No single transformation (that we studied) suffices to define a prediction task that yields the best representations, two transformations stand out: random cropping and random color distortion. Although neither cropping nor color distortion leads to high performance on its own, composing these two transformations leads to state-of-the-art results.

Trivial crops

Consider the problem of maximizing agreement between two crops of the same image. Two types of prediction tasks depending on what areas are cropped: (a) Predicting local view from global view, and (b) predicting neighboring views

However, difference crops of same image typically has the same color space so the model can cheat by just focusing solely on color and ignoring other more generalizable features.

  • A learable nonlinear transformation between the representation and the contrastive loss substantially improves the quality of the learned representations

    • Improving the performance of a linear classifier trained on the SimCLR-learned representation by more than 10%.
  • Contrastive learning benefits from larger batch sizes and more training steps compared to supervised learning.

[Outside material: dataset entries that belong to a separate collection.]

PR #1582, opened 2023-05-18
use dy to position multi-line text

mbostock:
Instead of setting the `y` attribute to a multiple of the line height, only set the `y` attribute on the first tspan, and then use the `dy` attribute for subsequent lines. The result should be identical, but avoids floating point error such as `y="6.851999999999999em"`.

Note that since empty lines are omitted, we have to count skipped lines (`m`). I’m not sure this ends up being any simpler, but I thought of it since we use this technique for the tip mark.


Fil (approved):
nice!

PR #1585, opened 2023-05-18
[WIP] types: data generics for text * sort order fn

tannerlinsley:
This PR is a tiny preview of the much-needed typescript generic upgrades that I would like to see come to the library. The existing types are really thorough when it comes to option discoverability and static value/option analysis, but as soon as you get into anything that relies on user types, it's the wild-wild west again.

I would *really* love to help make the generics of Plot better and have *a lot* of practice and experience in this area from my other OSS projects.

If this is interesting and something you'd be open to handing off, I would happily take it on. I am relatively certain that I would be able to do this across the board with probably few to no breaking changes to the types. So to summarize my pitch:

- Add generics everywhere possible with non-breaking defaults and constraints
- Do not touch any runtime code
- Profit

### DIFF
--- a/src/mark.d.ts
+++ b/src/mark.d.ts
@@ -63,7 +63,7 @@ export type RenderFunction = (
 export type Markish = RenderableMark | RenderFunction | Markish[] | null | undefined;
 
 /** Shared options for all marks. */
-export interface MarkOptions {
+export interface MarkOptions<T = unknown> {
   /**
    * Applies a transform to filter the mark’s index according to the given
    * channel values; only truthy values are retained. For example, to show only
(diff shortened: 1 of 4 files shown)


mbostock (commented):
Do we want T = any as the default instead of T = unknown? We’re already using T = any in a few places (e.g., Interval, ReducerFunction, MapFunction).

mbostock:
Converting to draft since marked as WIP.

tannerlinsley:
I think that depends on the default experience. I personally prefer unknown to surface the lack of types earlier and force stated intention as early as possible. What do you think?

mbostock:
I didn’t want to force people to declare generic types; I would prefer it to be opt-in for those that want stricter typing. But I can see it either way (and the TypeScript declarations themselves are opt-in, so maybe it doesn’t make sense to have it both ways).

tannerlinsley:
I’d love an example from your perspective to make sure we’re on the same page. I’ll do the same when I’m back in front of my keyboard.

PR #1588, opened 2023-05-19
show tips in generated snapshots

Fil:
dispatch fake pointermove events to have tips show up in the generated snapshots in the correct position

notes:
* it doesn't work with faceted marks, because pointer.js assumes that requestAnimationFrame is present to dedupe events; we could check for that if this unit testing seems useful.
* this happens before postrender, so still no callout box around the tips


mbostock (commented):
I’m not sure how helpful this is given that getBBox doesn’t work in JSDOM, so we can’t draw the box around the tips. It looks broken—though, I guess it at least lets us see something and check the formatting within the tip.

And I don’t like having to call pointermove explicitly within each test. That makes the tests less functional as examples and harder to copy-paste between these tests and Observable or elsewhere.

Fil:
Yes the idea was to have the interactive tip show in the snapshot unit tests, mostly to check that their position is correct. But I agree it's ugly.

Issue #1088, opened 2018-01-06
Plasma Mobile (and libevdev) fails to load with Xperia Arc touchscreen driver


asiekierka:
Jan  1 01:59:59 localhost user.notice user:plasma-mobile: kglobalaccel-runtime: Failed to register service org.kde.kglobalaccel
    Jan  1 01:59:59 localhost user.notice user:plasma-mobile: libevdev error in fix_invalid_absinfo: BUG: Device "cy8ctma300_touch" has invalid ABS_MT_TRACKING_ID rangeCouldn't start kglobalaccel from org.kde.kglobalaccel.service: QDBusError("org.freedesktop.DBus.Error.Disconn
    Jan  1 01:59:59 localhost user.notice user:plasma-mobile: FATAL ERROR: backend failed to initialize, exiting now
    Jan  1 01:59:59 localhost user.notice user:plasma-mobile: Couldn't start kglobalaccel from org.kde.kglobalaccel.service: QDBusError("org.freedesktop.DBus.Error.Disconnected", "Not connected to D-Bus server")

bhush9:
Is this all information you see in log? Maybe can you attach full log with logread?

asiekierka:
@bhush9 Updated with all lines pertaining to plasma-mobile's execution. I am pretty confident this is an issue in the touchscreen driver, though.

bhush9:
Do you have ~/.config/QtProject/qtlogging.ini file?

asiekierka:
@bhush9 No, I don't. Sorry. I'll correct that now.

asiekierka:
My confidence has failed me. Anyhow, here's the complete log.

bhush9:
Okay it seems kwin is missing the support for framebuffer format of your device, I'll fix it

asiekierka:
@bhush9 You might want to wait with that - I just discovered that the red and blue channels are swapped. Haven't noticed before - perhaps a "testcard image viewer" program would be useful in postmarketOS demos?

asiekierka:
#1089 contains a fix, though I still can't get it to work very reliably - this might be related to the lack of hardware acceleration, though. Either way, it does show something!

mirh:
@robclark so.. would you still be up for that A2xx kernel work you talked about in the past?
If yes, what kernel would be cool enough? 4.4? Or already 3.10?

(yes, I guess like I'm a pro at hijacking threads)

ollieparanoid:
[...]

PR #1089, opened 2018-01-06
semc-anzu: correct pixman type to match framebuffer

asiekierka:
Apologies for the omission.

If #1088 requires any additional changes in device-semc-anzu, it's probably a good idea to delay this pull request until said changes are done.

### DIFF
--- a/aports/device/device-semc-anzu/APKBUILD
+++ b/aports/device/device-semc-anzu/APKBUILD
@@ -2,7 +2,7 @@
 pkgname=device-semc-anzu
 pkgdesc="Xperia Arc"
 pkgver=1
-pkgrel=0
+pkgrel=1
 url="https://postmarketos.org"
 license="MIT"
 arch="noarch"
--- a/aports/device/device-semc-anzu/deviceinfo
+++ b/aports/device/device-semc-anzu/deviceinfo
@@ -19,7 +19,7 @@ deviceinfo_dev_touchscreen="/dev/input/event2"
 deviceinfo_dev_touchscreen_calibration=""
 deviceinfo_dev_keyboard=""
 deviceinfo_msm_refresher="true"
-deviceinfo_weston_pixman_type="2"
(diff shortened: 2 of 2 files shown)


asiekierka:
Checksum updated.

asiekierka:
I am still looking for a better solution, as Xorg also seems to have issues (xfce4 segfault).

ollieparanoid:
There's also a kernel a patch you could try out. But that might cause the [wrong colors](https://wiki.postmarketos.org/wiki/Troubleshooting:display#Kernel_patch) to appear in kwin. You might also need a X11 config file.

So I'm merging this not yet if you still want to experiment with it - just let me know when you think it is ready 😉

asiekierka:
Yes, I think I can come up with something better. Managed to add a new display mode to the framebuffer in an experiment and this will hopefully let me support everything more properly.

asiekierka:
Initial progress - I have managed to patch the Qualcomm framebuffer driver to add multiple missing framebuffer modes (BGR_888 and ABGR_8888, as well as many modes which weren't fully implemented in the code), however autodetection seems to be broken in both Weston and Xorg. As such, for the time being, I have to call *both* fbset (different modes for Weston and Xorg!) and pass a pixman_type to Weston.

TODO:

- [ ] Consult documentation and check if endianness differences aren't the issue for Weston's detection problems
- [ ] Test plasma-mobile

asiekierka:
Okay, this works with Weston, Xorg-based environments *and* KWin (plasma-mobile). All that needs to be tested now is osk-sdl, but I won't be able to do so for the next week or so.

asiekierka:
Please do not merge this PR until I verify that the patch in https://github.com/postmarketOS/pmbootstrap/pull/1005 isn't an infinitely simpler way to accomplish the same thing.

PureTryOut:
So, @asiekierka, did you manage to verify that patch yet?

PR #1092, opened 2018-01-07
Show UI selection ordered by name, `none` remains at the beginning

drebrez:
I've noticed that the UI selection order was different every execution of `pmbootstrap init`.
This was due the usage of a dictionary which doesn't maintain the order.
Since `pmb.helpers.ui.list(args)` function returned this dictionary it was possible to order it later by the keys but this was showing the `none` ui in the middle of the list.
I changed the `pmb.helpers.ui.list(args)` function to return a list of tuples instead, so that the order of the data inserted is maintained.
In the `ask_for_ui(args)` function I had to change the way to validate if the user input is valid, and the simplest way is to convert the list of tuples to a dictionary and get the list of keys from it, and just check if the user input is in this list.

Result:
```
[23:10:42] Available user interfaces (6):
[23:10:42] * none: No graphical environment
[23:10:42] * hildon: (X11) Lightweight GTK+2 UI (optimized for single-touch touchscreens)
[23:10:42] * luna: (Wayland) webOS UI, ported from the LuneOS project (Not working yet)
[23:10:42] * mate: (X11) MATE Desktop Environment, fork of GNOME2 (stylus recommended)
[23:10:42] * plasma-mobile: (Wayland) Mobile variant of KDE Plasma, optimized for touchscreen
[23:10:42] * weston: (Wayland) Reference compositor (demo, not a phone interface)
[23:10:42] * xfce4: (X11) Lightweight GTK+2 desktop (stylus recommended)
```


drebrez:
`Python 3.4+`? 

```
drebrez@drebrez-laptop:~/pmbootstrap$ python --version
Python 2.7.12
```

PR #1094, opened 2018-01-07
qemu-amd64: make xfce4, mate work out of the box with SDL display

### LINKED ISSUE #672: [qemu-amd64] Xserver does not work
I added xfce4 and xf86-video-modesetting,pciutils,xf86-input-libinput,xf86-server-vesa packages. Unfortunately, I'm getting " vesa: ignoring device with bound kernel driver" message. According to google, it seems to be bug in X server, and newer X.org would solve that..?

ollieparanoid:
Fixes #672.
* `mate`, `xfce4`: depend on `mesa-egl`
* `xfce4`: update config, so it does not have the hardcoded `/home/user` reference anymore (https://github.com/postmarketOS/xfce4-phone/pull/2)

### How to test

This should start QEMU without problems:
```shell
pmbootstrap config ui xfce4 && \
  pmbootstrap -y zap && \
  yes | pmbootstrap -y install --no-fde && \
  pmbootstrap qemu
```


drebrez:
@ollieparanoid last week when I tried MATE before closing the PR, I noticed that `mesa-egl` was necessary only if there was the `mesa-dri-swrast` package installed. 
Don't know exactly why, maybe we can have the `install_if="mesa-dri-swrast"` here?
I tried to test it again but I zapped the chroot with all the possible options and also executed `apk cache clean --purge` in all the chroots and after installing again in the samsung i9070 the X11 wasn't working anymore, I still have to investigate why

ollieparanoid:
> last week when I tried MATE before closing the PR, I noticed that `mesa-egl` was necessary only if there was the `mesa-dri-swrast` package installed.

I did a lot of Qemu debugging lately, and with `qemu-amd64` + `mesa-dri-virtio`, X11 didn't start for XFCE4 and MATE because `/usr/lib/libEGL.so.1` was missing (it said so in `logread`). That file is provided by `mesa-egl`. What do you think?

> I tried to test it again but I zapped the chroot with all the possible options and also executed `apk cache clean --purge` in all the chroots and after installing again in the samsung i9070 the X11 wasn't working anymore, I still have to investigate why

Sorry to hear that 🙁 
I've just flashed my `i9100` from `master` with `XFCE4` and FDE enabled, and it worked. Then I've added `mesa-egl` and rebooted, and it still booted into `XFCE4`. Let me know if I can help you with debugging this issue.

drebrez:
@ollieparanoid with my last comment I wanted to say that both UI they worked fine even without the `mesa-egl` IIRC, I'm not sure about qemu. But with `mesa-dri-swrast` installed, those ui also requires the `mesa-egl` right?
My question was if we should install `mesa-egl` only if there is `mesa-dri-swrast` installed (or `mesa-dri-virtio` also?).

About X11 not working on the i9070 it's something not related to this, I even installed pmos with `none` ui and installed xorg manually and it wasn't working. no idea why but we can discuss it in chat

ollieparanoid:
> with my last comment I wanted to say that both UI they worked fine even without the `mesa-egl` IIRC, I'm not sure about qemu. But with `mesa-dri-swrast` installed, those ui also requires the `mesa-egl` right?
My question was if we should install `mesa-egl` only if there is `mesa-dri-swrast` installed (or `mesa-dri-virtio` also?).

Thanks for explaining again. So right now all devices depend on either `mesa-dri-swrast` or another `mesa-dri` package. If we added an `install_if` here for the very specific case that no `mesa-dri-*` package is installed, then we would not use that code path and we wouldn't notice if it breaks. For that reason I recommend we always install `mesa-egl`.

I'll try to join the chat later 👍

drebrez:
@ollieparanoid Only QEMUs have always a `mesa-dri` package, a device with working gpu probably doesn't have it so probably they don't really need that `mesa-egl` right?
Anyway, for me it's completely fine to always install them since most devices requires it, but it would be nice to understand if it's a problem for devices with working gpu or not.

ollieparanoid:
> a device with working gpu probably doesn't have it so probably they don't really need that mesa-egl right?

As I understand it, devices with a working GPU just have a different mesa-dri package, e.g. `mesa-dri-freedreno`:

https://github.com/postmarketOS/pmbootstrap/blob/12340fe5f60ced7d8917ad8fc8d24100f511a37f/aports/device/device-sony-castor-windy/APKBUILD#L8

...and with #1086 all devices without GPU acceleration depend on `mesa-dri-swrast`.

> if it's a problem for devices with working gpu or not.

I can't imagine that this package is a problem, because it [gets pulled in by weston anyway](https://pkgs.alpinelinux.org/package/edge/testing/armhf/weston) (mesa-egl is listed as dependency on the right).

ollieparanoid:
Thank you very much. The countless reviews you have been doing are very important and I highly appreciate them!

PR #1095, opened 2018-01-07
Improved pmbootstrap init

### LINKED ISSUE #472: Check if it is possible to create device nodes in the work folder
We've had a few cases where the device node creation did not work. It would be nice if we check that during `pmbootstrap init` and tell the user what could cause this and what to do about it (use another location, link to a wiki page with details).

Possible causes:
* Shared VM folder
* NTFS folder?
* Old versions of ecryptfs
* maybe encfs

ollieparanoid:
* Check if it's possible to create and read from a device node directly when initializing a chroot (closes #472)
* Copy the Qemu binary into the forign-arch chroots before initializing them, so the post-install scripts directly work during the chroot setup and we don't need to call `apk fix` afterwards
* Use `pmb.helpers.repo.update()`, which only updates the `APKINDEX` files if they are older than 4 hours, instead of using `apk`'s repo update function which always downloads the `APKINDEX` files
  *  Chroot initialization
  *  Getting the initial `APKINDEX` to download `apk-tools-static`
  * Updating the `APKINDEX` at the start of `pmbootstrap install`
* Fixed a bug in `from_chroot_suffix`: the `buildroot_x86_64` has architecture `x86_64`, not `x86`. This was randomly discovered because Travis didn't have the APKINDEX files in `buildroot_x86_64`, because they didn't get mounted right.

All in all this PR will make the workflow a bit faster and `pmbootstrap` will produce less traffic.

### DIFF
--- a/pmb/chroot/init.py
+++ b/pmb/chroot/init.py
@@ -70,20 +70,21 @@ def create_device_nodes(args, suffix):
 
         # Verify major and minor numbers of created nodes
         for dev in pmb.config.chroot_device_nodes:
-            stat_result = os.stat(chroot + "/dev/" + str(dev[4]))
+            path = chroot + "/dev/" + str(dev[4])
+            stat_result = os.stat(path)
             rdev = stat_result.st_rdev
-            assert os.major(rdev) == dev[2]
-            assert os.minor(rdev) == dev[3]
+            assert os.major(rdev) == dev[2], "Wrong major in " + path
+            assert os.minor(rdev) == dev[3], "Wrong minor in " + path
 
         # Verify /dev/zero reading and writing
         path = chroot + "/dev/zero"
-        logging.debug("Test device node: " + path)
         with open(path, "r+b", 0) as handle:
-            assert handle.write(bytes([0xff]))
-            assert handle.read(1) == bytes([0x00])
+            assert handle.write(bytes([0xff])), "Write failed for " + path
+            assert handle.read(1) == bytes([0x00]), "Read failed for " + path
 
     # On failure: Show filesystem-related error
     except Exception as e:
+        logging.info(str(e) + "!")
         raise RuntimeError(error)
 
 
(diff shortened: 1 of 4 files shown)


ollieparanoid:
Added `dont_merge_pr` because Travis is failing.

pmb/parse/arch.py
```diff
@@ -42,7 +42,7 @@ def from_chroot_suffix(args, suffix):
     if suffix == "rootfs_" + args.device:
         return args.deviceinfo["arch"]
     if suffix.startswith("buildroot_"):
-        return suffix.split("_", 2)[1]
+        return "_".join(suffix.split("_", 2)[1:])
```
drebrez: @ollieparanoid as mentioned in chat, split function already handles it without the need to join the multiple results. Specifying `1` it will always split at the first underscore only.
```
suffix.split("_", 1)[1]
```

pmb/chroot/init.py
```diff
@@ -45,6 +45,41 @@ def copy_resolv_conf(args, suffix="native"):
...
+                                            ])
+            except Exception as e:
+                raise RuntimeError(error)
+
+    # Test /dev/zero, so we know the device nodes are working
+    path = chroot + "/dev/zero"
+    logging.debug("Test device node: " + path)
+    try:
+        with open(path, "rb", 0) as handle:
+            handle.read(1)
```
drebrez: @ollieparanoid in the previous block it creates the devices nodes only if they don't exists, so it may already exist a file called `.../dev/null` and it will not create it.
Here we only check if we are able to read that file, but it might be a real file.
Maybe we can check if that file is actually a device node with the correct major/minor.
Or what about writing a byte different than `0` and read it again checking that it actually returns `0`?

ollieparanoid: Good ideas, implemented all improvements you've suggested :+1:

ollieparanoid:
That sounds nice, implemented the detailed errors as suggested. Thanks again!

PR #1096, opened 2018-01-07
Added artwork packages

moondeck:
It works, but not all environments use /usr/share/wallpapers (even though they probably should use something standard), but i think a way to solve it is to ship some kind of pmOS specific config files with all environments, just like other distros. Let me know what you think and if that is what we're doing i shall do that next.


aports/main/postmarketos-artwork-wallpapers-extra/APKBUILD
```diff
@@ -0,0 +1,22 @@
...
+_hash="2cad2af027fbec6aef0d1f16226a41ccf427f44e"
+
+pkgname="postmarketos-artwork-wallpapers-extra"
+pkgver=1
+pkgrel=0
+pkgdesc="Wallpapers for postmarketOS"
+url="http://postmarketos.org/"
+arch="noarch"
+license="CC-BY-SA"
+source="$pkgname-$_hash.tar.gz::https://github.com/postmarketOS/artwork/archive/${_hash}.tar.gz"
```
MartijnBraam: The $pkgname-$_hash on this line wil make it download the wallpapers twice from github to build both packages, I it can be changed to postmarketos-artwork-wallpapers-$_hash to prevent that and maybe the two apkbuilds could be merged into a single apkbuild with a subpackage for -extra

aports/main/postmarketos-artwork/APKBUILD
```diff
@@ -0,0 +1,14 @@
+# Contributor: Olgierd "moondeck" Nowakowski <olgierd AT novakovsky.eu>
+# Maintainer: Olgierd "moondeck" Nowakowski <olgierd AT novakovsky.eu>
+pkgname="postmarketos-artwork"
+pkgver=1
+pkgrel=0
+pkgdesc="meta-package for the postmarketOS artwork"
+url="http://postmarketos.org/"
+arch="all"
+license="CC-BY-SA"
```
MartijnBraam: Do empty packages have a licence? @ollieparanoid

aports/main/postmarketos-artwork/APKBUILD
```diff
@@ -0,0 +1,14 @@
+# Contributor: Olgierd "moondeck" Nowakowski <olgierd AT novakovsky.eu>
+# Maintainer: Olgierd "moondeck" Nowakowski <olgierd AT novakovsky.eu>
+pkgname="postmarketos-artwork"
+pkgver=1
+pkgrel=0
+pkgdesc="meta-package for the postmarketOS artwork"
+url="http://postmarketos.org/"
+arch="all"
```
MartijnBraam: this should probably be noarch instead of all

aports/main/postmarketos-artwork/APKBUILD
moondeck: I would guess yeah, because its packaging "work" (not that i care)

MartijnBraam:
Closed in favor of the other PR #1097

  • Interesting is that they pass the output of the ResNet through a MLP before computing the contrastive loss. The reasoning for this is that it amplifies the invariant features and maximizes the ability of the network to identify different transformations of the same image
  • The contrastive task when composed with many data augmentations becomes harder, but the quality of representation improve dramatically.
  • I like the data augmentation ablation. Love the conclusion that model is using shortcut learning to cheat through the color channel.
  • Highly doubtful of adding the MLP before the contrastive loss. It trivially closes the train-test gap, increases compute requirements, and could be folded into the encoder. Perhaps why the MLP need nonlinearity to extract the invariant features is because the encoder is too shallow and the features are not linearly separable.